Holographic Krylov Complexity for Conformal Quiver Gauge Theories

We investigate holographic Krylov complexity in fully top-down AdS$_3$ and AdS$_2$ supergravity backgrounds dual to two-dimensional linear-quiver SCFTs and one-dimensional conformal quantum mechanics. In these geometries, the warp factors, dilaton and other fields depend non-trivially on the ‘quiver coordinate’ (denoted by $η$ in this paper). This $η$-coordinate encodes the color and flavor data of the dual theories. As a consequence, a massive probe following a holographic geodesic necessarily moves simultaneously in the radial AdS direction and along the ‘quiver direction’. This produces new contributions to the proper momentum and hence to the rate of Krylov complexity growth, which is absent in bottom-up AdS models. We show that the $η$-motion is generically damped, with a time-scale governed by the UV cutoff of the geodesic problem, and modifies the early-time evolution of complexity in a quiver-dependent way. At late times, the $η$-dynamics freezes and the growth becomes universal, matching pure Poincare AdS predictions. Studying Abelian and non-Abelian T-dual backgrounds of AdS$_3\times S^3\times T^4$, quivers with localized flavor groups, and quivers with smeared flavor groups, we quantify how quiver parameters shape the operator-spreading dynamics. Our results provide a systematic characterization of Krylov complexity in top-down AdS$_3$/AdS$_2$ duals and reveal a holographic mechanism through which complexity probes both ultraviolet quiver structure and emergent infrared universality.

💡 Research Summary

This paper presents a systematic study of holographic Krylov complexity in fully top‑down AdS₃ and AdS₂ supergravity backgrounds that are dual to two‑dimensional linear‑quiver superconformal field theories (SCFTs) and one‑dimensional conformal quantum mechanics, respectively. The key novelty of these backgrounds is the presence of a “quiver coordinate” η on which the warp factors, dilaton, and internal fluxes depend non‑trivially. The functions h₄(η) and h₈(η) encode the ranks of gauge and flavor groups in the quiver; they are piecewise‑linear (polygonal) and contain localized sources at the points where the quiver changes.

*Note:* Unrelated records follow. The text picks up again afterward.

PR #767, opened 2019-11-21
Defined Update URL properties

apereverzin:
[Orchestrator to update cases with Supplementary Evidence](https://tools.hmcts.net/jira/browse/BPS-833)

### Change description ###
Define properties for Update URL in client services.
It is separate from transformation URL (though at the moment the values are the same) to make it possible for the services to implement transform and update functionality in a flexible way, potentially on different servers.

```
[ ] Yes
[x] No
```

### DIFF
--- a/charts/bulk-scan-orchestrator/values.preview.template.yaml
+++ b/charts/bulk-scan-orchestrator/values.preview.template.yaml
@@ -10,6 +10,7 @@ java:
     CORE_CASE_DATA_API_URL: "http://ccd-data-store-api-aat.service.core-compute-aat.internal"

A massive probe particle of mass m is introduced, and its world‑line action is written in the Einstein frame. Because the metric depends on η, the particle cannot fall purely radially; its trajectory involves both the AdS radial coordinate r(t) and the quiver coordinate η(t). The induced world‑line metric leads to coupled equations of motion. The η‑equation contains an effective potential derived from the gradients of h₄ and h₈ and a damping term proportional to the UV regulator ε that controls the initial conditions. Consequently, η‑motion is significant only for early times t ≲ t_* ∼ ε⁻¹ and then freezes, leaving a purely radial infall at late times.

Krylov complexity C(t) is defined via the relation \dot C(t)=−ε P_{\bar ρ}, where P_{\bar ρ} is the proper momentum of the probe. In these top‑down models the proper momentum has two contributions: the usual radial component P_r = m e^{-Φ}A(η) \dot r and an additional quiver component P_η = m e^{-Φ}A(η)³ \dot η. The η‑contribution yields extra terms in \dot C that depend on the slopes of h₄ and h₈, i.e., on the quiver parameters β_i and ν_i. Thus the early‑time growth of Krylov complexity directly probes the ultraviolet quiver data.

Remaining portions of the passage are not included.